* Dataset excerpt:
☆ ☆ ☆ ☆ ☆ ☆ ☆

PR #3541, opened 2026-09-07
refactor(tests): use `GasConsumer` for the remaining manual gas sinks

### LINKED ISSUE #3538: Refactor tests to use `gasConsumer` helper
Nothing blocking really. lgtm and seems really useful! Left some things to think about and Claude found these that could also use the `GasConsumer` if you want to look into it (also a nit though):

☆ ☆ ☆ ☆ ☆ ☆ ☆

* Your objective:
Return all lines of the material above in which "tests" occurs.

* Worked solution:
refactor(tests): use `GasConsumer` for the remaining manual gas sinks
### LINKED ISSUE #3538: Refactor tests to use `gasConsumer` helper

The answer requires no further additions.